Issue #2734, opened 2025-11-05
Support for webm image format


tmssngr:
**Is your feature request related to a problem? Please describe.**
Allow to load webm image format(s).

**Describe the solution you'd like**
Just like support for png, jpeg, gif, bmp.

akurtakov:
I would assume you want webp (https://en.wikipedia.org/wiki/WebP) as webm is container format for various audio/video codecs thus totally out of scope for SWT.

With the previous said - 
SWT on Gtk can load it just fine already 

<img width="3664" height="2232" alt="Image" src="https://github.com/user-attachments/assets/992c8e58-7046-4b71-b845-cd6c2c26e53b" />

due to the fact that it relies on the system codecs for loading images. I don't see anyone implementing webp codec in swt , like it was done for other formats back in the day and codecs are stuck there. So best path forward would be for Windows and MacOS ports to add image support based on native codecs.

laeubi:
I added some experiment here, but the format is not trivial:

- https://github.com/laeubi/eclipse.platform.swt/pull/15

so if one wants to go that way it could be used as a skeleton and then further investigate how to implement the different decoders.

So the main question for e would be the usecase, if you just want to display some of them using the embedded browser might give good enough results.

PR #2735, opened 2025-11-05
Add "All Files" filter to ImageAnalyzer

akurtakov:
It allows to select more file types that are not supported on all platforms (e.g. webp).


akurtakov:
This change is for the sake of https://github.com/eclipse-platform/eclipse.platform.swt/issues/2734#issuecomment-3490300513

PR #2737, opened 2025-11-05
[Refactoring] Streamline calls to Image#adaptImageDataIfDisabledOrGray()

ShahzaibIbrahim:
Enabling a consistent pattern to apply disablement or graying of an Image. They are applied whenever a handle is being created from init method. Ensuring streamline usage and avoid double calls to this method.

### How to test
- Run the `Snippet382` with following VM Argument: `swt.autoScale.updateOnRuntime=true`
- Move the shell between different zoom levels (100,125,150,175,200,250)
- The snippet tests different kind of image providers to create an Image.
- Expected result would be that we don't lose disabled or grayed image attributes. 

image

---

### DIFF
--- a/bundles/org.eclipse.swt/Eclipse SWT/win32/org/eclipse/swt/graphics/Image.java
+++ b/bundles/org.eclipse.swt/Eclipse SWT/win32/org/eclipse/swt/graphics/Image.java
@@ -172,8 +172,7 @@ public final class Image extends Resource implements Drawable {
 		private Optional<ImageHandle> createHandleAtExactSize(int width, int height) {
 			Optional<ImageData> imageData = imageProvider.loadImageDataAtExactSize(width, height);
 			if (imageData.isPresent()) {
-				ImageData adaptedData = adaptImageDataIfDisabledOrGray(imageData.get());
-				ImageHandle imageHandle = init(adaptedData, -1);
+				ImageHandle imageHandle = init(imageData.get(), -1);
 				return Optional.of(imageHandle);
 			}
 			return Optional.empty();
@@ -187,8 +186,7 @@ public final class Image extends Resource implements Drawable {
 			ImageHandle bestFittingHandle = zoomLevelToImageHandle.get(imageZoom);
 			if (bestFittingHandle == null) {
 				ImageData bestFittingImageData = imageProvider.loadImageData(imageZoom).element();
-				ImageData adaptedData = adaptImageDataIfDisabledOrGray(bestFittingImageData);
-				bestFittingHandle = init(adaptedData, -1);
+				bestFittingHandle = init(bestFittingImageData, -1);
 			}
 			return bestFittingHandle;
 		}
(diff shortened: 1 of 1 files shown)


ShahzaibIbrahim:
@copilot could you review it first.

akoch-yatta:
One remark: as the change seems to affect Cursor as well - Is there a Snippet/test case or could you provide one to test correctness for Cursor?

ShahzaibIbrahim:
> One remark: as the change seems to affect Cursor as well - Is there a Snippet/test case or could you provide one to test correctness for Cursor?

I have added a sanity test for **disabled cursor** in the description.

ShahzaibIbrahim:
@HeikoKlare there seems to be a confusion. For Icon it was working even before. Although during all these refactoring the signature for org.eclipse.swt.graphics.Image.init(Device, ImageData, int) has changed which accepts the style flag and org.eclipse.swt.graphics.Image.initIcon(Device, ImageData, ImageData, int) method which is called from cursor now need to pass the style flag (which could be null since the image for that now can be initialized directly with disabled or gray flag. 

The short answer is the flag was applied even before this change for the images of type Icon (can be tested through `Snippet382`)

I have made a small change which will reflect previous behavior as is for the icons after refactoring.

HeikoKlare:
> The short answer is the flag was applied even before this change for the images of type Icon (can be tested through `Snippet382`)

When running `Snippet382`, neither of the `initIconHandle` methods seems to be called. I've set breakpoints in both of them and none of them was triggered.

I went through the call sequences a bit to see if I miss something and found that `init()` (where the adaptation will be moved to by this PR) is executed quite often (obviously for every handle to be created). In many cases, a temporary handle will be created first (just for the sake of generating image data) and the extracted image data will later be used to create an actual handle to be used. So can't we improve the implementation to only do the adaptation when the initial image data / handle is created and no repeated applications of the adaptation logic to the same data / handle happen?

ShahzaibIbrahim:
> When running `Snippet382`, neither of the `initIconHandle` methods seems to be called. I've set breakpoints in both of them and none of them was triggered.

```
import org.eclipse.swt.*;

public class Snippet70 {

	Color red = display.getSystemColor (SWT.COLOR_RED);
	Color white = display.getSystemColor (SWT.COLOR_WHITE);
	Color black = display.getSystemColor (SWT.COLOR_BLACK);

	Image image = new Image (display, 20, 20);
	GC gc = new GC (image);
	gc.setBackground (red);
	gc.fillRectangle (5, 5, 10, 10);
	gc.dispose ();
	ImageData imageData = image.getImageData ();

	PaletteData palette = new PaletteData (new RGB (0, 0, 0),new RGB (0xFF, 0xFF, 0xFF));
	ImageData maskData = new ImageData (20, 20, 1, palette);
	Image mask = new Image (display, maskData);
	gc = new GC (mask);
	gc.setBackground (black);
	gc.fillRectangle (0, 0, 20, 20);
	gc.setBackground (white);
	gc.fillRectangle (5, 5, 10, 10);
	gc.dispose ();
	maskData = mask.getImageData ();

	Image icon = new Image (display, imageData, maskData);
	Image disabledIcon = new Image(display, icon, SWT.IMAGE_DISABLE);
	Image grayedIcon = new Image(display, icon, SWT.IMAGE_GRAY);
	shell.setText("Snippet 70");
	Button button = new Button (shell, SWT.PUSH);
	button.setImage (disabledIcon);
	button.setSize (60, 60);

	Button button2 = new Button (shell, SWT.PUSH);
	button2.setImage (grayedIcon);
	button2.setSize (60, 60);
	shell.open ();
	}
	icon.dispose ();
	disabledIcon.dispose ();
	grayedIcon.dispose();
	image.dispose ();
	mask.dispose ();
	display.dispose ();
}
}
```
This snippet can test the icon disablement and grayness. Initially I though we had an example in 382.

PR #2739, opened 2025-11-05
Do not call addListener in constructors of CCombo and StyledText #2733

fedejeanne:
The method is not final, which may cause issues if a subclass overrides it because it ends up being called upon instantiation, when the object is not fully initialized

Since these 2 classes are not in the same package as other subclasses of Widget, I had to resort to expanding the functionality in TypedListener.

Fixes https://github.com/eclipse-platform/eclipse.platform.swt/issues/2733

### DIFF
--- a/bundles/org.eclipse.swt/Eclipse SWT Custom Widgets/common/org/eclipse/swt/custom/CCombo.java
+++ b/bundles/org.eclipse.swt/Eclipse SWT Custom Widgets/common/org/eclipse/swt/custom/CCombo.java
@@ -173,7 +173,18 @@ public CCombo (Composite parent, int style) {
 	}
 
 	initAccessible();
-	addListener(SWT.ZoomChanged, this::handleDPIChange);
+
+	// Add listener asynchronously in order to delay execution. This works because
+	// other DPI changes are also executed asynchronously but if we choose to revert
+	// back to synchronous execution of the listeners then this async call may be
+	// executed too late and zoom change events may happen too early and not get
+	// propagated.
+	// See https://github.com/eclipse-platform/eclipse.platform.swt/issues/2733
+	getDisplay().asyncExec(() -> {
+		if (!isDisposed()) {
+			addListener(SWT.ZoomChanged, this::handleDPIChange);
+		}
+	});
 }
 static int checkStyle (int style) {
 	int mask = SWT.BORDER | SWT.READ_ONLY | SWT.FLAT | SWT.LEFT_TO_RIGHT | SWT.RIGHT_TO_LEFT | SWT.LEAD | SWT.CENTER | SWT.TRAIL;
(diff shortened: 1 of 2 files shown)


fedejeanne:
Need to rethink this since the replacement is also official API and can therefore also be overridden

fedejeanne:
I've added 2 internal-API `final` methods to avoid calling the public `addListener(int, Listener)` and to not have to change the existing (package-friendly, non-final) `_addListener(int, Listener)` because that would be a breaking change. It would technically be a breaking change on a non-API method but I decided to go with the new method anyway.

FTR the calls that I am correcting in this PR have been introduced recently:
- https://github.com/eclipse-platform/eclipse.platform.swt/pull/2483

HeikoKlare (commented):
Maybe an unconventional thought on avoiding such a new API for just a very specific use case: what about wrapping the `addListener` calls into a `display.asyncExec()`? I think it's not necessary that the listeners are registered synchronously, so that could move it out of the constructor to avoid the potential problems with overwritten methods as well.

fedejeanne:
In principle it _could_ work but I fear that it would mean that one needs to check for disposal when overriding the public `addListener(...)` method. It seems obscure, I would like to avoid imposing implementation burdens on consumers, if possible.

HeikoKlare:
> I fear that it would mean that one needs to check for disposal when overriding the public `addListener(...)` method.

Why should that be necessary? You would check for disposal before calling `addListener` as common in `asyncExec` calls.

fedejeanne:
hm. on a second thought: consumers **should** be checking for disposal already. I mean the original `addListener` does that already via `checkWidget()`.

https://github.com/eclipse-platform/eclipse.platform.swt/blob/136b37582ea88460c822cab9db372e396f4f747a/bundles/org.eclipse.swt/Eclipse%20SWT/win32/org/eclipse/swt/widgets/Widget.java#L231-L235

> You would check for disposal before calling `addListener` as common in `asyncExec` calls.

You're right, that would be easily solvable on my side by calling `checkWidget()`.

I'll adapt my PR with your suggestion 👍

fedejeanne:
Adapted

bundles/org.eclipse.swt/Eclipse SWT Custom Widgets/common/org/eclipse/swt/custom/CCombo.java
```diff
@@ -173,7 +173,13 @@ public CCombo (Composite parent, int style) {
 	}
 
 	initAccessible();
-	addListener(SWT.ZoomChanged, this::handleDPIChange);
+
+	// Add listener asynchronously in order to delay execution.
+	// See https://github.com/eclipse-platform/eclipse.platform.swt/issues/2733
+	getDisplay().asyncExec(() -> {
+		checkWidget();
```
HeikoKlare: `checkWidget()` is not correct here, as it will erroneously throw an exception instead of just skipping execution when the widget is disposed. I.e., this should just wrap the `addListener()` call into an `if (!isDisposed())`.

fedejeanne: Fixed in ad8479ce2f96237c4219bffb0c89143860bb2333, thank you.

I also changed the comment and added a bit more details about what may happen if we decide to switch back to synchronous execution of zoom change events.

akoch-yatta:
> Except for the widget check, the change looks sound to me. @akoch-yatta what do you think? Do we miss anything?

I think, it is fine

......

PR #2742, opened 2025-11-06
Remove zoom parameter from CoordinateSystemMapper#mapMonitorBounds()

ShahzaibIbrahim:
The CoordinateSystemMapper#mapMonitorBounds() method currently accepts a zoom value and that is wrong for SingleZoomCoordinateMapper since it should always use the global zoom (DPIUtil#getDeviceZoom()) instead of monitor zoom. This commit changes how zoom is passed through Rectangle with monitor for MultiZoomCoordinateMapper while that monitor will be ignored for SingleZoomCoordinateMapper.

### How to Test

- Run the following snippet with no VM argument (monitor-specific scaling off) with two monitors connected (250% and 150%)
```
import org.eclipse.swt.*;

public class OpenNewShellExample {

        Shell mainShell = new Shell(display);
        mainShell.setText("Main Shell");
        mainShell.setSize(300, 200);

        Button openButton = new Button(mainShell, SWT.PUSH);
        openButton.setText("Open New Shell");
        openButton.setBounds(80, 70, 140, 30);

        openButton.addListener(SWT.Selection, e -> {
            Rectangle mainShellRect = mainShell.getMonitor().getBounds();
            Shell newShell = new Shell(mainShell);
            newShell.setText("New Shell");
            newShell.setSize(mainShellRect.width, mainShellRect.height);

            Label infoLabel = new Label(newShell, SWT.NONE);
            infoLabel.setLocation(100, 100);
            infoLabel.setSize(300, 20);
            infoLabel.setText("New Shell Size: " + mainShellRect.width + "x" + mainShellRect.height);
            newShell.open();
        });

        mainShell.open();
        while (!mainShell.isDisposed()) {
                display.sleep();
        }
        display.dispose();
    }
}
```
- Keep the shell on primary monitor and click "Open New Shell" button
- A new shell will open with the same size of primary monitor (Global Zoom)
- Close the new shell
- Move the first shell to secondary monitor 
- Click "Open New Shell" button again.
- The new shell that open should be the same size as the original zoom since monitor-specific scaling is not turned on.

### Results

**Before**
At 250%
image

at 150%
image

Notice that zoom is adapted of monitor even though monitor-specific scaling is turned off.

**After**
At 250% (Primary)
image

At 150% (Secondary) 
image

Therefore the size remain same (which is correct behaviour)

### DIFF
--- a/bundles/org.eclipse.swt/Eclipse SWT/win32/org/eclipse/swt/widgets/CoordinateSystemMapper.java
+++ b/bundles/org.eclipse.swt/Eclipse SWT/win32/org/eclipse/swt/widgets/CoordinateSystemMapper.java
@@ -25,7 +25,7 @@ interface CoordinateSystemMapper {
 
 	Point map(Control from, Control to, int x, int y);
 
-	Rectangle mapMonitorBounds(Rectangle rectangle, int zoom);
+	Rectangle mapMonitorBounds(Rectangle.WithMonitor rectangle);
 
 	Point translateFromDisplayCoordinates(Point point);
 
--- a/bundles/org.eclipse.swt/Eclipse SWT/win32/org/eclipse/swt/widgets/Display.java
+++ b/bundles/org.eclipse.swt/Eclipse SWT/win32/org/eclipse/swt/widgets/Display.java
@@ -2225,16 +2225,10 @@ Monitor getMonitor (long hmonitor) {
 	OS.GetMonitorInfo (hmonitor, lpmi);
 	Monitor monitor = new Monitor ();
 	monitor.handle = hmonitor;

......

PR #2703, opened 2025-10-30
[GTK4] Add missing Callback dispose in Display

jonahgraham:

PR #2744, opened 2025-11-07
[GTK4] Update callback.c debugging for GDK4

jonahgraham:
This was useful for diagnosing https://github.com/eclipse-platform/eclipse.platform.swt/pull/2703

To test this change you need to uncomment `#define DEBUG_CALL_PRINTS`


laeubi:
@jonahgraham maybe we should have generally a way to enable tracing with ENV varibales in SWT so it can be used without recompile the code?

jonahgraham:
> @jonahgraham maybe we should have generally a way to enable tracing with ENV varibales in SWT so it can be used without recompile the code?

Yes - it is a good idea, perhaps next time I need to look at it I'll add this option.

......

TASK GOAL ▸ Only the lines above starting with the one with "Issue #2734, opened 2025-11-05" and going through the one with "so if one wants" are to be copied, word for word and with both ends kept.

RESPONSE TO THE EXERCISE ▸
Issue #2734, opened 2025-11-05
Support for webm image format


tmssngr:
**Is your feature request related to a problem? Please describe.**
Allow to load webm image format(s).

**Describe the solution you'd like**
Just like support for png, jpeg, gif, bmp.

akurtakov:
I would assume you want webp (https://en.wikipedia.org/wiki/WebP) as webm is container format for various audio/video codecs thus totally out of scope for SWT.

With the previous said - 
SWT on Gtk can load it just fine already 

<img width="3664" height="2232" alt="Image" src="https://github.com/user-attachments/assets/992c8e58-7046-4b71-b845-cd6c2c26e53b" />

due to the fact that it relies on the system codecs for loading images. I don't see anyone implementing webp codec in swt , like it was done for other formats back in the day and codecs are stuck there. So best path forward would be for Windows and MacOS ports to add image support based on native codecs.

laeubi:
I added some experiment here, but the format is not trivial:

- https://github.com/laeubi/eclipse.platform.swt/pull/15

so if one wants to go that way it could be used as a skeleton and then further investigate how to implement the different decoders.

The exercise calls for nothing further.